PR #1557, opened 2018-11-01
Redirect iojs.org to nodejs.org

fhemberger:
Using full domain redirects, because the little amount of traffic still pointing
to iojs.org probably doesn't justify full url mapping redirects.

Ref: https://github.com/nodejs/iojs.org/issues/432

Open issues:

- [ ] Remove DNS entry for roadmap.iojs.org  
  (linking to https://github.com/nodejs/roadmap/tree/gh-pages)
- [ ] `*.iojs.org` also resolves to GitHub pages
- [ ] What should happen with `https://iojs.org/dist/`?
Drop it entirely? Integrate it somehow into `https://nodejs.org/dist/`?
- [ ] What about tools like `nvm` or `n`, which still point to `dist`?

### DIFF
--- a/setup/www/resources/config/iojs.org
+++ b/setup/www/resources/config/iojs.org
@@ -2,97 +2,17 @@ server {
     listen *:80;
     server_name iojs.org www.iojs.org;
 
-    return 301 https://iojs.org$request_uri;
+    return 301 https://nodejs.org;
 }
 
 server {
     listen [::]:443 ssl http2;
     listen *:443 ssl http2;
-    server_name www.iojs.org;
+    server_name iojs.org www.iojs.org;
 
     ssl_certificate ssl/iojs_chained.crt;
     ssl_certificate_key ssl/iojs.key;
     ssl_trusted_certificate ssl/iojs_chained.crt;
 
-    return 301 https://iojs.org$request_uri;
-}
-
-server {
-    listen [::]:443 ssl http2;
-    listen *:443 ssl http2;
-    server_name iojs.org;
-
-    ssl_certificate ssl/iojs_chained.crt;
-    ssl_certificate_key ssl/iojs.key;
-    ssl_trusted_certificate ssl/iojs_chained.crt;
-
-    keepalive_timeout 60;
-    server_tokens off;
-
-    resolver 8.8.4.4 8.8.8.8 valid=300s;
-    resolver_timeout 10s;
-
-    add_header Strict-Transport-Security max-age=63072000;
-    add_header X-Frame-Options DENY;
-    add_header X-Content-Type-Options nosniff;
-
-    access_log /var/log/nginx/iojs/iojs.org-access.log nodejs;
-    error_log /var/log/nginx/iojs/iojs.org-error.log;
-
-    gzip on;
-    gzip_static on;
-    gzip_disable "MSIE [1-6]\.";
________________________
Scan the material above for lines holding "listen" and copy each of them.

**Response box**
     listen *:80;
     listen [::]:443 ssl http2;
     listen *:443 ssl http2;
-    listen [::]:443 ssl http2;
-    listen *:443 ssl http2;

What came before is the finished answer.